La crise s’aggrave donc au Burundi et les instances internationales sont amenées à prendre position. L’Union africaine a estimé que les conditions n’étaient pas propices à de nouvelles élections tandis que la Fédération internationale des droits de l’homme (FIDH)  a publié un rapport très alarmiste, dénonçant le durcissement du pouvoir en place  qui n’hésite pas à ouvrir le feu sur les manifestants et à assimiler les opposants à des « terroristes ».

Plusieurs reportages de journalistes et témoignages d'anciens proches du pouvoir ont livré des informations inquiétantes sur la stratégie déployée par le parti Cndd-Fdd pour demeurer au pouvoir. 
 Selon eux, les miliciens Imbonerakure,  auraient été dotés d’armes et auraient établi leur jonction avec des groupes d’Interhahamwe, issus des génocidaires Hutu du Rwanda  aujourd’hui appelés FDLR (Forces démocratiques pour la libération du Rwanda) qui seraient venus du Congo voisin.

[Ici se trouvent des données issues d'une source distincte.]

PR #7932, opened 2022-02-21
Add extended memory layout (6GB) support and improve KResourceLimit management

bunnei:
The main purpose of this change is to add a setting to emulate an extended memory layout (6GB), which has been a highly requested feature for allowing use of certain mods (high resolution and texture mods, etc.) that require the extra memory. This is a memory layout that is available on Switch for developer hardware that has the extra memory. This is something that has been part of yuzu for a while now, but not exposed as a setting. Note, Switch also supports an 8GB layout, but this is not useful to expose because it does not allow any more memory to the emulated process than the 6GB mode.

As part of this, we needed to improve our KResourceLimit management. Previously, yuzu would use the system (kernel) KResourceLimit for all emulated processes (the main userland process + the processes created for each HLE'd service). Not only is this incorrect, but it exposed a problem where we would misreport available physical memory for different layouts. This only worked before due to a hack that fudged the available memory for 4GB. With these changes, we can remove this hack.

This new setting can be found under the "General" section of yuzu Configuration:

image

It is also available as a per-game setting. We might want to find a better place for this.

### DIFF
--- a/src/core/device_memory.cpp
+++ b/src/core/device_memory.cpp
@@ -3,10 +3,13 @@
 // Refer to the license.txt file included.
 
 #include "core/device_memory.h"
+#include "hle/kernel/board/nintendo/nx/k_system_control.h"
 
 namespace Core {
 
-DeviceMemory::DeviceMemory() : buffer{DramMemoryMap::Size, 1ULL << 39} {}
+DeviceMemory::DeviceMemory()
+    : buffer{Kernel::Board::Nintendo::Nx::KSystemControl::Init::GetIntendedMemorySize(),
+             1ULL << 39} {}
 DeviceMemory::~DeviceMemory() = default;
 
 } // namespace Core
--- a/src/common/settings.cpp
+++ b/src/common/settings.cpp
@@ -167,6 +167,7 @@ void RestoreGlobalState(bool is_powered_on) {
 
     // Core
     values.use_multi_core.SetGlobal(true);
+    values.use_extended_memory_layout.SetGlobal(true);
 
     // CPU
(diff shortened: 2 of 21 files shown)


Moonlacer:
Could this option be put in the CPU tab? I also think "Multicore CPU Emulation could be moved there as well

src/core/device_memory.cpp
```diff
@@ -3,10 +3,13 @@
...
 
 #include "core/device_memory.h"
+#include "hle/kernel/board/nintendo/nx/k_system_control.h"
 
 namespace Core {
 
-DeviceMemory::DeviceMemory() : buffer{DramMemoryMap::Size, 1ULL << 39} {}
+DeviceMemory::DeviceMemory()
+    : buffer{Kernel::Board::Nintendo::Nx::KSystemControl::Init::GetIntendedMemorySize(),
+             1ULL << 39} {}
```
Wunkolo, line 12: Might be a good moment to use the `512_GiB` literal here over in `literals.h`.

Morph1984:
> Could this option be moved to the CPU tab? I also think "Multicore CPU Emulation" could be moved there as well

This isn't really a CPU option

src/core/device_memory.cpp
bunnei: To ack -- 39 here reflects Switch's max 39-bit virtual address space, which may be more obvious than 512_GB

SilentStorm-1986:
Does anyone have a virtual memory map of the 6GB layout? (ie. https://wiiubrew.org/wiki/Cafe_OS#Virtual_Memory_Map)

Ces informateurs auraient révélé l’existence et l’emplacement de caches d’armes, expliqué comment fusils et munitions allaient être distribués, sur quelles bases des listes d’opposants allaient être établies. ,
Par ailleurs, alors que des images ont montré que le président Nkurunziza se trouvait dans le nord du pays, où on le voit chanter et danser avec des militants de son parti, la traduction du bref discours tenu à cette occasion est plus qu'alarmante . S’adressant aux jeunes miliciens dits  Imbonerakure, le chef de l’État aurait déclaré : « … le moment fatidique est arrivé. Vous avez entendu hier ce qui a été dit par les antagonistes qui ont déclaré qu’ils allaient nous imiter en envahissant les rues. On doit donc sortir les houes que nous vous avons données, je suis sûr que vous vous êtes organisés en conséquence"

 Ces témoignages tendraient à démontrer que le pire demeure possible au Burundi. Cette crainte d’un nouveau génocide, ou de massacres à grande échelle ne peut laisser indifférents les pays voisins, dont le Rwanda au premier chef, ni la "communauté internationale" placée devant ses responsabilités. Surtout la solidarité internationale doit contraindre les gouvernements, l'ONU et l'Union Africaine à ne pas laisser se commettre de nouveaux massacres, voire un nouveau génocide contre les Tutsi, assimilés à l'opposition et à la société civile. En France et en Belgique, dont les autorités de l'époque portent une si lourde responsabilité dans le génocide de 1994, l'enjeu est particulièrement important.